**Action item:** Between the line containing "one makes sense." and the line containing "Thanks @aymeric-roucher, I'll work on that" lies a run of lines; give that run again exactly, with both of those lines, and nothing else from the entries below.

━━━━━ Given records

PR #614, opened 2025-02-12
Improve missing toolcall exception

GrahamTheCoder:
When the model is given a tool, but ignores the instruction to make a tool call and just returns text, the "NoneType is not iterable" exception message isn't explicit.

The code will now reach the more useful exception for this scenario:
https://github.com/huggingface/smolagents/blob/a17f915f61931a7f0a85f097fc19e7eca8fed536/src/smolagents/agents.py#L706-L707

Personally I hit this a fair amount when using OpenAIServerModel with local models (e.g. 32B distilled deepseek in LM Studio)
I've added a very simple throwaway test of the fix.

**Out of scope**

* It seems to me like the logic should be part of constructing ChatMessage rather than a fixup that callers have to remember to do afterwards.
* Testing/improving the integrated behaviour that the correct exception is actually what the model sees in its next step.

Thanks for the project, it's proving quite useful

### DIFF
--- a/src/smolagents/models.py
+++ b/src/smolagents/models.py
@@ -130,8 +130,9 @@ def parse_json_if_needed(arguments: Union[str, dict]) -> Union[str, dict]:
 
 
 def parse_tool_args_if_needed(message: ChatMessage) -> ChatMessage:
-    for tool_call in message.tool_calls:
-        tool_call.function.arguments = parse_json_if_needed(tool_call.function.arguments)
+    if message.tool_calls is not None:
+        for tool_call in message.tool_calls:
+            tool_call.function.arguments = parse_json_if_needed(tool_call.function.arguments)
     return message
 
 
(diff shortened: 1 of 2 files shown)


sysradium:
@aymeric-roucher I think that one makes sense.

aymeric-roucher:
Thank you @GrahamTheCoder !

aymeric-roucher (approved):

aymeric-roucher:
@GrahamTheCoder please run `ruff format` and `ruff check` to pass tests!

aymeric-roucher:
(we will need it to merge @GrahamTheCoder )

GrahamTheCoder:
I've run that now

I now see that instruction was in the "[contribute](https://github.com/huggingface/smolagents?tab=readme-ov-file#contribute)" section at the bottom of the readme. May I suggest that section is moved to https://github.com/huggingface/smolagents/blob/main/CONTRIBUTING.md and just a link left in its place?

PR #621, opened 2025-02-12
Update models.py add support for `vllm` 

Mhdaw:
Added `VllmModel`, this uses vllm for inference so it supports tensor parallelism and faster inference,....

**Note**: It may need some modifications!


aymeric-roucher:
Thank you for this contribution @Mhdaw ! We have ongoing work on VLLM here: https://github.com/huggingface/smolagents/pull/337
So it would better to start from @NathanHB's fork and add doc support + one small test, then we can merge !

Mhdaw:
Thanks @aymeric-roucher, I'll work on that

albertvillanova:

━━━━━━━━━━

**Exercise response:**
@aymeric-roucher I think that one makes sense.

aymeric-roucher:
Thank you @GrahamTheCoder !

aymeric-roucher (approved):

aymeric-roucher:
@GrahamTheCoder please run `ruff format` and `ruff check` to pass tests!

aymeric-roucher:
(we will need it to merge @GrahamTheCoder )

GrahamTheCoder:
I've run that now

I now see that instruction was in the "[contribute](https://github.com/huggingface/smolagents?tab=readme-ov-file#contribute)" section at the bottom of the readme. May I suggest that section is moved to https://github.com/huggingface/smolagents/blob/main/CONTRIBUTING.md and just a link left in its place?

PR #621, opened 2025-02-12
Update models.py add support for `vllm` 

Mhdaw:
Added `VllmModel`, this uses vllm for inference so it supports tensor parallelism and faster inference,....

**Note**: It may need some modifications!


aymeric-roucher:
Thank you for this contribution @Mhdaw ! We have ongoing work on VLLM here: https://github.com/huggingface/smolagents/pull/337
So it would better to start from @NathanHB's fork and add doc support + one small test, then we can merge !

Mhdaw:
Thanks @aymeric-roucher, I'll work on that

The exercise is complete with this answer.